Luther heard that some white folks called “Tories,” and some other kind called “Scotchmen,” were joining with the English. “An’ sheriff’s nigger tol’ me dat Lord Dunmore’s ruinin’ river plantations, burnin’ big houses, an’ tellin’ de niggers he free ’em if’n dey come on an’ jine ’im.” Luther told how in Yorktown and other towns, any blacks caught out at night were being whipped and jailed.

Christmas that year was but a word. Lord Dunmore was reported to have barely outraced a mob onto the safety of his flag-ship. And a week later came the incredible news that Dunmore, with his fleet off Norfolk, had ordered the city emptied within one hour. Then his guns began a bombardment that set raging fires, and much of Norfolk had been reduced to ashes. In what was left, Bell reported, water and food were scarce, and fever had broken out, killing so many that Hampton Roads’ waters were dotted with bloated bodies drifting ashore with the tides. “Say dey’s buryin’ ’em in san’ an’ mud,” said Luther. “An’ lotta niggers near ’bout starvin’ an’ scared to death on dem English boats.”

Mulling over all these terrible events, Kunta felt that in some unfathomable way, all of this suffering must have some meaning, some reason, that Allah must have willed it. Whatever was going to happen next, both to black and white, must be His design.

It was early in 1776 when Kunta and the others heard that a General Cornwallis had come from England with boatfuls of sailors and soldiers trying to cross a big “York River,” but a great storm had scattered the boats. They heard next that another Continental Congress had met, with a group of massas from Virginia moving for complete separation from the English. Then two months of minor news passed before Luther returned from the county seat with the news that after another meeting on July 4, “All the white folks I seen is jes’ carryin’ on! Somethin’ ’bout some Decoration a Ind’pen’ence. Heared ’em say Massa John Hancock done writ his name real big so the king wouldn’t have to strain none to see it.”

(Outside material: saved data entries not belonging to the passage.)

PR #279, opened 2022-03-07
prevented the user to proceed when the registration wizard had unsaved data in step 5 and 6

IonelLupu:
## What was done
Prevented the user to proceed when the registration wizard had unsaved data in step 5 and 6

### DIFF
--- a/src/wizards/services/WizardService.ts
+++ b/src/wizards/services/WizardService.ts
@@ -88,11 +88,11 @@ export class WizardService {
     this.router.navigate(this.getWizardState(wizardManager).cancelRoute);
   }
 
-  public async proceed(wizardManager: any): Promise<void> {
+  public proceed(wizardManager: any): Promise<void> {
     const wizardState = this.getWizardState(wizardManager);
     const indexOfActive = wizardState.indexOfActive;
 
-    await this.goToStage(wizardManager, indexOfActive + 1, true);
+    return this.goToStage(wizardManager, indexOfActive + 1, true);
   }
 
   public previous(wizardManager: any): void {
--- a/src/wizards/services/WizardService.ts
+++ b/src/wizards/services/WizardService.ts
@@ -92,7 +92,7 @@ export class WizardService {
     const wizardState = this.getWizardState(wizardManager);
     const indexOfActive = wizardState.indexOfActive;
 
-    this.goToStage(wizardManager, indexOfActive + 1, true);
+    await this.goToStage(wizardManager, indexOfActive + 1, true);
   }
 
   public previous(wizardManager: any): void {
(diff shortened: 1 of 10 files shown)


src/wizards/services/WizardService.ts
```diff
@@ -92,7 +92,7 @@ export class WizardService {
     const wizardState = this.getWizardState(wizardManager);
     const indexOfActive = wizardState.indexOfActive;
 
-    this.goToStage(wizardManager, indexOfActive + 1, true);
+    await this.goToStage(wizardManager, indexOfActive + 1, true);
```
dkent600, line 95: remove `await` and `async`.  They aren't needed and cause confusion.

src/wizards/tokenSwapDealWizard/stages/termsStage/termsStage.ts
```diff
@@ -2,25 +2,31 @@ import { IBaseWizardStage, IStageMeta } from "../../dealWizardTypes";
...
   }
 
   activate(stageMeta: IStageMeta): void {
     this.wizardManager = stageMeta.wizardManager;
     this.wizardState = this.wizardService.getWizardState(this.wizardManager);
 
-    this.wizardService.registerStageValidateFunction(this.wizardManager, () => areFormsValid(this.termsForms));
+    this.wizardService.registerStageValidateFunction(this.wizardManager, async () => {
+      this.checkedForUnsavedChanges();
+      return await areFormsValid(this.termClauses.map(viewModel => viewModel.form)) && !this.hasUnsavedChanges;
```
dkent600, line 28: remove `await` and `async`

dkent600 (changes requested):
Bug:

1. Click Proceed
2. Type into clause
3. Click Save
4. Delete text in clause
5. Click Save

Result: nothing happens
Expect: Clause to be saved.

6. Create new clause
7. type text into it
8. Click Save

Result: nothing happens
Expect: Clause to be saved.

src/wizards/services/WizardService.ts
IonelLupu: Actually, they are because the proceed button uses it to show the loading icon. If we don't show the loading icon, the user won't know the Proceed button is doing something. The loading was added because Stage 5 takes about 2-3 sec to validate

src/wizards/tokenSwapDealWizard/stages/termsStage/termsStage.ts
IonelLupu: it is needed in order to make the expression return a boolean with the expected values

dkent600: Sorry you are right, I wasn't accounting for the rest of the expression.

src/wizards/services/WizardService.ts
dkent600: I don't see how this is correct.  The caller is responsible for doing the await.

dkent600 (changes requested):

dkent600 (approved):

PR #283, opened 2022-03-07
fixed issue where tooltip was changing the element's style

IonelLupu:


src/resources/elements/primeDesignSystem/ptooltip/ptooltip.ts
```diff
@@ -14,7 +14,7 @@ export class PTooltip {
   private tooltip: Instance;
 
   constructor(private element: Element) {
-    this.tooltip = tippy(this.element, {theme: "prime-design-system"});
+    this.tooltip = tippy(this.element, {theme: "prime-design-system", appendTo: document.body});
```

On his next trips to the county seat, Luther returned with accounts he had heard that in Baltimore, a life-sized rag doll “king” had been carted through the streets, then thrown into a bonfire surrounded by white people shouting “Tyrant! Tyrant!” And in Richmond, rifles had been fired in volleys as shouting white people waved their torches and drank toasts to each other. Along the subdued slave row, the old gardener said, “Ain’t nothin’ neither way for niggers to holler ’bout. England or here, dey’s all white folks.”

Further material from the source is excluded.